Mais à partir de quand ?
«Dans les années 80, nous fréquentions Elio Fiorucci. Je cherchais une personne créative, un photographe en phase avec l’idée d’aller plus loin dans les campagnes mono-pays, qui avait une vision large. Un soir de 82, il m’a présenté Oliviero à un dîner. C’est comme ça que ça a commencé.”

Et c’est ainsi qu’en quelques années sont arrivées les campagnes avec des enfants de toutes races, blancs, noirs, amérindiens, garçons et filles aux yeux en amande, photographiés avec des pulls et des t-shirts colorés.

C’étaient en effet des années différentes, même Gorbatchev vous le remarque. Ouvrir une boutique à Sarajevo en pleine guerre.
“Oui, certainement. Mais à la base, il y avait aussi cette volonté de faire comprendre que le monde était plus grand qu’on ne l’imaginait. Il y avait aussi ma volonté, celle de l’entreprise, de ne pas avoir à s’occuper de campagnes spécifiques pour des marchés individuels, mais parler au monde entier avec des photos, avec une campagne unique. C’est pourquoi avec Oliviero nous avons voyagé partout dans le monde, de Tokyo à Johannesburg en passant par l’Australie.

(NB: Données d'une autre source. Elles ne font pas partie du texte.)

Issue #98, opened 2023-07-05
vec::InitError is now private


veeso:
Since 0.5.5 `vec::InitError` is private, which means the error returned by Vec::init cannot be accessed. Are there any reasons behind this or is it a mistake?

ielashi:
@veeso Thanks for reporting this. I believe this is a mistake. We'll fix this and publish a new release shortly.

ielashi:
@veeso We've now released 0.5.6, which should address this problem. Can you please try upgrading and let us know if everything is working the way you expect?

veeso:
Thank you for the quick response! It's accessible now

PR #100, opened 2023-07-06
fix: make `vec::InitError` public again

ielashi:
The refactoring of `vec` accidentally made `vec::InitError` private, which broke clients that upgraded to the latest stable structures release. See issue #98.

This commit makes `vec::InitError` public, and adds a test to ensure it always remains public.


roman-kashitsyn (approved):
LGTM, thank you!

PR #105, opened 2023-07-19
POC: A dynamic memory allocator for BTreeMap

ielashi:
This PR introduces a dynamic memory allocator implementation, which will be used in the BTreeMap to allow for unbounded types. The allocator uses a two-level segregated free list to manage allocations, which is described in [this paper](http://www.gii.upv.es/tlsf/files/ecrts04_tlsf.pdf) by Masmano et al.

The implementation is functionally complete, but there are a few missing pieces:
1. Logic for upgrading from the BTreeMap's current constant-size allocator.
2. More testing, better documentation, and some minor cleanups.

- `tlsf.rs`
- `tlsf/blocks.rs`
- `tlfs/free_lists.rs`

This PR will be broken down into smaller bite-sized PRs.

While this allocator will initially only be used by BTreeMap, it is designed to be general-purpose and can be used by other structures in the future.


ielashi:
Closing this PR as it's already being broken up into smaller PRs (see #94, #114, and more on the way).

ielashi:
Closing this PR as we ended up using a different approach for BTreeMap that relies on fixed-size pages. The reason we opted for the latter solution rather than a dynamic memory allocator is that it's safer. A dynamic memory allocator may be more efficient, but depending on the usage pattern the amount of external fragmentation is unbounded.

We many potentially revisit this idea in the future though.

De longs voyages intercontinentaux…
« Dans ces hôtels, dans ces avions, la relation devient plus solide. Cela devient de l’amitié. Nous ne sommes plus l’entrepreneur qui commande la campagne au créatif. La créativité d’Oliviero n’est pas une fin en soi. C’est lié à la réalité.”

C’est dans les années 1990 que naît un magazine comme Colors qui, partant de valeurs telles que la paix et la compréhension entre les peuples, aura la force d’organiser une exposition, une revue culturelle à Johannesburg dans les semaines précédant les premières élections libres. Ceux pour lesquels les Noirs voteront aussi. Et qu’Oliviero Toscani rendra emblématique avec cette photo montrant un athlète blanc et un athlète noir échangeant le relais dans un relais.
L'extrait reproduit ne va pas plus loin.